* [WHAT THE TASK ASKS]: Every entry in the following data should be output exactly.

[Data records]
******

PR #464, opened 2025-10-16
ci: stop pulling newer docker image and use built regression image

mikix:
### Checklist

### DIFF
--- a/.github/workflows/ci.yaml
+++ b/.github/workflows/ci.yaml
@@ -101,6 +101,7 @@ jobs:
 
           # Run the NLP task
           docker compose run --rm \
+            --pull never \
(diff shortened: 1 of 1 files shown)


.github/workflows/ci.yaml
```diff
@@ -101,6 +101,7 @@ jobs:
 
           # Run the NLP task
           docker compose run --rm \
+            --pull never \
```
mikix: This issue got introduced when I added `pull_policy: always` to the compose.yaml file, to force most folks to always get the latest image. But here, it's working against us since I want to use the just-built testing image. So override the pull policy from the CLI.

******

* [RESPONSE TO THIS EXERCISE]:
PR #464, opened 2025-10-16
ci: stop pulling newer docker image and use built regression image

mikix:
### Checklist

### DIFF
--- a/.github/workflows/ci.yaml
+++ b/.github/workflows/ci.yaml
@@ -101,6 +101,7 @@ jobs:
 
           # Run the NLP task
           docker compose run --rm \
+            --pull never \
(diff shortened: 1 of 1 files shown)


.github/workflows/ci.yaml
```diff
@@ -101,6 +101,7 @@ jobs:
 
           # Run the NLP task
           docker compose run --rm \
+            --pull never \
```
mikix: This issue got introduced when I added `pull_policy: always` to the compose.yaml file, to force most folks to always get the latest image. But here, it's working against us since I want to use the just-built testing image. So override the pull policy from the CLI.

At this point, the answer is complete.